Whenever a line in the data holds the string "should", copy that line.
-- DATA FOR THIS EXERCISE follows --
PR #1235, opened 2026-05-04
AMD profiling: cluster node variance investigation + tooling

dganellari:
extract_pmc.py: rewrite with three cache-plane columns (L1<->L2, L2-Fabric, HBM) matching rocprof-compute analyze section 4.1.9 within ~1%, validated on 5 nodes across both clusters and rocprof-compute versions 3.4.0 and 4.x.

CLUSTER_NODE_VARIANCE.md: cross-cluster comparison (aac6 vs beverin), within-cluster silicon binning (13-26% spread), per-kernel HBM tables, firmware/driver comparison, reproducer commands, methodology gotchas.

setup_env.sh: uenv-agnostic (autodetect ROCM_VERSION + rocprofiler-dev path).
setup_env_rocm72.sh: beverin icon4py-rocm72 venv setup with gt4py PR 2578.
capture_env.sh, trace_power.sh: env capture and under-load power/clock trace.

Sbatch scripts (cluster-paired aac6/rocm72): gt4py_timer, rocprof_compute, trace_power. Plus job-capture-env.sh, job-rocprof-compute-improved.sh aac6 helpers.

benchmark_solver.sh: switch from .venv to .venv_rocm.
PROFILING_RESULTS.md, DEEP_ANALYSIS.md: updated extract_pmc references.


amd_scripts/benchmark_solver.sh
```diff
@@ -14,7 +14,7 @@ cd $ICON4PY_GIT_ROOT
 # Set necessasry flags for compilation
 source amd_scripts/setup_env.sh
 
-source .venv/bin/activate
```
iomaganaris, line 17: I think that to make this work out of the box we have to update the `amd_scripts/install_icon4py_venv.sh` script and the rest of the scripts that use the `.venv` as well

amd_scripts/extract_pmc.py
```diff
@@ -50,11 +74,33 @@ def main():
...
+        ("req", "TCC_REQ_sum"),
+        ("read", "TCC_READ_sum"),
+        ("write", "TCC_WRITE_sum"),
+        ("rdreq", "TCC_EA0_RDREQ_sum"),
+        ("rdreq_32b", "TCC_EA0_RDREQ_32B_sum"),
+        ("rdreq_dram", "TCC_EA0_RDREQ_DRAM_sum"),
+        ("wrreq", "TCC_EA0_WRREQ_sum"),
+        ("wrreq_64b", "TCC_EA0_WRREQ_64B_sum"),
+        ("wrreq_dram", "TCC_EA0_WRREQ_DRAM_sum"),
+        ("bubble", "TCC_BUBBLE_sum"),
```
iomaganaris, line 105: Are these generated by default using `rocprof-compute` or do we have to adjust which counters are included?

amd_scripts/setup_env_rocm72.sh
```diff
@@ -0,0 +1,148 @@
+#!/usr/bin/env bash
```
iomaganaris: This file looks more or less like a copy of `amd_scripts/install_icon4py_venv.sh`. I should either remove the existing script or avoid adding a new one and add the necessary functionality to the old one. I would keep it as simple as possible in any case without mentions of certain PRs, branches and directories

amd_scripts/job-rocprof-compute-improved.sh
```diff
@@ -0,0 +1,82 @@
...
+rocprof-compute profile --no-roof --name rcu_${GT4PY_BUILD_CACHE_DIR} ${ROCPROF_COMPUTE_KERNEL_NAME_FILTER} --format-rocprof-output csv --kernel-names -R FP64 -p ${OUTPUT_DIR} -- \
+    python3 -m pytest -sv \
+    -m continuous_benchmarking \
+    -p no:tach \
+    --backend=dace_gpu \
+    --grid=${ICON_GRID} \
+    model/atmosphere/dycore/tests/dycore/stencil_tests/test_vertically_implicit_dycore_solver_at_predictor_step.py \
+    -k "test_TestVerticallyImplicitSolverAtPredictorStep[compile_time_domain-at_first_substep[False]__is_iau_active[False]__divdamp_type[32]]"
+
+git checkout model/common/src/icon4py/model/common
```
iomaganaris: This is used to revert the changes to `$HOME/icon4py/model/common/src/icon4py/model/common/model_options.py`?

amd_scripts/job-rocprof-compute-improved.sh
```diff
@@ -0,0 +1,82 @@
+#!/bin/bash
```
iomaganaris: This file needs renaming maybe or it should be integrated to one of the other `aac6` scripts

amd_scripts/benchmark_solver.sh
dganellari: .venv_rocm → .venv reverted.

amd_scripts/extract_pmc.py
dganellari: the 11 counters are in rocprof-compute's default set on both 7.1 and 7.2 (no -c override needed) — added a code comment to make that explicit.

amd_scripts/setup_env_rocm72.sh
dganellari: setup_env_rocm72.sh deleted. install_icon4py_venv.sh now finds the rocprofiler-compute requirements file with a wildcard pattern instead of a hardcoded ROCm 7.1 path, so the same script works on either uenv. Also dropped the three sbatch_*_rocm72.sh siblings.

amd_scripts/job-rocprof-compute-improved.sh
dganellari: the git checkout was reverting the in-place sed injection of gpu_block_size_2d — but the file is now deleted, replaced by the sbatch_*_aac6.sh scripts which don't need the patch.

amd_scripts/job-rocprof-compute-improved.sh
dganellari: job-rocprof-compute-improved.sh deleted; superseded by sbatch_*_aac6.sh.

iomaganaris (approved):
LGTM for merging now but let's discuss also the findings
-- DATA FOR THIS EXERCISE concluded --
EXERCISE RESPONSE:
iomaganaris: This file looks more or less like a copy of `amd_scripts/install_icon4py_venv.sh`. I should either remove the existing script or avoid adding a new one and add the necessary functionality to the old one. I would keep it as simple as possible in any case without mentions of certain PRs, branches and directories
iomaganaris: This file needs renaming maybe or it should be integrated to one of the other `aac6` scripts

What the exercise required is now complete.